Calculate accuracy function in ShuffleNet

I’m using some code of ShuffleNet, but I have a problem with understanding the calculation of correct in this function.(this function calculates precision 1 and 5).
As I understand in the third line pred is the indices, but I can’t understand why two lines later with equivalence function it has been compared with the target, because pred is indices of the most probabilities of output.

def accuracy(output, target, topk=(1,)):
    maxk = max(topk)
    batch_size = target.size(0)
    _, pred = output.topk(maxk, 1, True, True)
    pred = pred.t()
    correct = pred.eq(target.view(1, -1).expand_as(pred))

    res = []
    for k in topk:
        correct_k = correct[:k].contiguous().view(-1).float().sum(0)
        res.append(correct_k.mul_(100.0/batch_size))
    return res

Answer

Looking at the code, I can speculate output to be shaped (batch_size, n_logits) while the target is a dense representation: shaped (batch_size, 1). This means the ground truth class is designated by an integer value: the corresponding class label.

If we look into this implementation of the top-k accuracy, we first need to understand this: top-k accuracy is about counting how many ground truth labels are among the k highest predictions of our output. It’s essentially a generalized form of the standard top-1 accuracy where we would only look at the single highest prediction and find out if it matches the target.

If we take a simple example with batch_size=2, n_logits=10, and k=3 i.e. we’re interested in the top-3 accuracy. Here we sample a random prediction:

>>> output
tensor([[0.2110, 0.9992, 0.0597, 0.9557, 0.8316, 0.8407, 0.8398, 0.3631, 0.2889, 0.3226],
        [0.6811, 0.2932, 0.2117, 0.6522, 0.2734, 0.8841, 0.0336, 0.7357, 0.9232, 0.2633]])

We first look at the k highest logits and retrieve their indices:

>>> _, pred = output.topk(k=3, dim=1, largest=True, sorted=True)

>>> pred
tensor([[3, 6, 4],
        [7, 3, 5]])

This is nothing more than a sliced torch.argsort: output.argsort(1, descending=True)[:, :3] will return the same result.

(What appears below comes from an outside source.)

PR #1064, opened 2021-01-29
[Sensor] Decouple sensor initialization from Agent

vauduong:
## Motivation and Context
Currently, agents are constructed using a valid scene node reference and an agent configuration in the c++ habitat-sim function Simulator::addAgent. The agent configuration specifies sensor specifications, and the sensors are initialized in the agent constructor using the provided scene node.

We can then transpose to get batches last (3, 2):

>>> pred = pred.T
tensor([[3, 7],
        [6, 3],
        [4, 5]])

Now that we have the top-k predictions for each batch element, we need to compare those with the ground truths. Let us imagine now a target tensor (remember is shaped as (batch_size=2, 1)):

>>> target
tensor([[1],
        [5]]) 

We first need to expand it to the shape of pred:

>>> target.view(1, -1).expand_as(pred)
tensor([[1, 0],
        [1, 0],
        [1, 0]])

We then compare eachother with torch.eq, the element-wise equality operator:

>>> correct = torch.eq(pred, target.view(1, -1).expand_as(pred))
tensor([[False, False],
        [False, False],
        [False,  True]])

As you can tell on the 2nd batch element, one of the highest three matches the ground-truth class label 5. On the first batch element, neither of the three highest predictions matches the ground-truth label, it’s not correct. The second batch element counts as one ‘correct’.

Of course, based on this equality mask tensor correct, you can slice it even more, to compute other top-k' accuracies where k' <= k. For instance k' = 1:

>>> correct[:1]
tensor([[False, False]])

Here for the top-1 accuracy, we have zero correct instances out of the two batch elements.